Romans were left dazed and terrified, feeling suddenly vulnerable. Into that mix stepped Pope Pius XII, Eugenio Pacelli, the last native Roman to be elected pope, and thus someone who could instinctively read the mood of the city.

Pius XII immediately decided to set off to visit the site of the destruction at San Lorenzo, arriving at 2:00 p.m., according to a local pastor who saw the pontiff’s car pull up. The timing is important, because according to after-action reports by American pilots, the last bombs weren’t dropped until 2:30 p.m., which means the pope showed up while the raid was still underway.

This was an era in which popes rarely left the Vatican for any reason, and certainly not in the middle of an active bombing campaign. Adding to the risk, Pius XII did not arrive amid a scrum of security personnel, but was accompanied by only two people: Count Enrico Pietro Galeazzi, a Roman architect, diplomat and personal friend of the Pacelli family, who drove the pope in his Fiat, and then-Monsignor Giovanni Battista Montini, an aide to Pius XII who would go on to become Pope Paul VI.

(As a footnote, Galeazzi would later design the chapel at the Pontifical North American College, the residence for American seminarians in Rome, and his tomb is located there.)

How dicey was the decision to travel the four miles between the Vatican and San Lorenzo while the bombers were still in the sky? Consider that another car carrying the head of the Carabinieri, Italy’s military police, who was also trying to visit the site at San Lorenzo, was struck by a stray bomb and General Azolino Hazon was killed trying to make basically the same journey.

Among other things, Pius XII undoubtedly was motived to visit the site in part because the Pacelli family crypt is located near the entrance to the Campo Verano, and it too was damaged.

The pope’s visit was not announced, but word quickly got out and a massive crowd of survivors and residents of the neighborhood formed around him. Witnesses reported seeing the pope’s white cassock stained with blood as he prayed with the crowd and blessed them, consoling them for their losses.

A photograph of Pius XII standing in front of the crowd with his arms stretched out, as if imploring heaven to spare them and the city further anguish, quickly became the iconic image of the visit, and is memorialized in a nearby statue in the Campo Verano. (Today historians believe that particular photo was actually from a later moment, but it’s still passed into the popular mind as the day’s defining moment.)

More than any other single factor, it was Pius XII’s courage and pastoral presence on July 19, 1943, which earned him the epithet of Defensor Civitatis, “Defender of the City.” So moved was Pius by the experience that he actually hoped to be buried at the Basilica of San Lorenzo, which proved impossible in the end because of the damage the basilica had endured.
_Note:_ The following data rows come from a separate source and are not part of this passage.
PR #787, opened 2015-09-11
Fixes #772

### LINKED ISSUE #772: Ability to load config from module
Currently it is not possible to load config from a Python module (similar to the way Django does it).

I'd like to propose the following;

```py
class ConfigDict(dict):
    def load_module(self, module_path):
        """
        Load configuration from module path

        >>> load_module('settings.prod')
        """
        assert isinstance(module_path, str)
        config = importlib.import_module(module_path)
        obj = {key: getattr(config, key) for key in dir(config) if key.isupper()}
        self.update(obj)
```

Happy to put together a tested PR if this proposal is accepted

foxx:
Fixes #772, Includes tests, passed.

### DIFF
--- a/bottle.py
+++ b/bottle.py
@@ -2176,14 +2176,20 @@ class ConfigDict(dict):
         self._meta = {}
         self._on_change = lambda name, value: None
 
-    def load_module(self, path):
+    def load_module(self, path, squash):
         """ Load values from a Python module.
-            Example: load_config('my.app.settings')
+            :param squash: Squash nested dicts into namespaces by using
+                           load_dict(), otherwise use update()
+            Example: load_config('my.app.settings', True)
+            Example: load_config('my.app.settings', False)
         """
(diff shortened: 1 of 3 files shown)


samstav:
+1 for Lol in commit messages. Also, nice workaround on dict comprehensions.

LGTM

avelino:
+1
LGTM

defnull:
How about using the bottle.load() function (or its internals) for importing stuff? Thay way you could also load config from a dict in a module (e.g. `myapp.config:conf`) or even from the return value of a function (e.g. `myapp.config:make_config()`).

Also, docs. But that's for later. I'll just merge and we see where we go from here.

foxx:
Ohh, I didn't know about `bottle.load()`, that would be a lot nicer for sure. I'll reopen #772 for improvements. Thanks for the merge/feedback!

Pius XII would repeat the gesture a month later, on August 13, 1943, when Allied bombs again fell on another section of Rome, in the San Giovanni neighborhood. (Ironically, Pope Pius was already in the area to celebrate a previously scheduled Mass for the victims of July 19.) Aside from those two bombings the city was spared further ruin, a result many Romans to this day attribute to Pius XII’s public displays of concern.

In his Angelus address last Sunday, Pope Francis recalled the remarkable gesture by his predecessor.

“I want to recall that 80 years, on July 19, 1943, certain neighborhoods of Rome, especially San Lorenzo, were bombed, and the pope, the Venerable Pius XII, wanted to be in the middle of his shocked people,” Francis said.

“Unfortunately, even today these tragedies repeat themselves,” Francis said. “How is it possible? Have we lost memory? May the Lord have mercy on us, and free the human family from the scourge of war. In particular we pray for the dear Ukrainian people, who are suffering so much.”

In other words, that unplanned, unscripted and clearly risky moment from 80 years ago lives on, as a permanent reminder that while war may still be with us, so too is a dramatic papal witness for peace.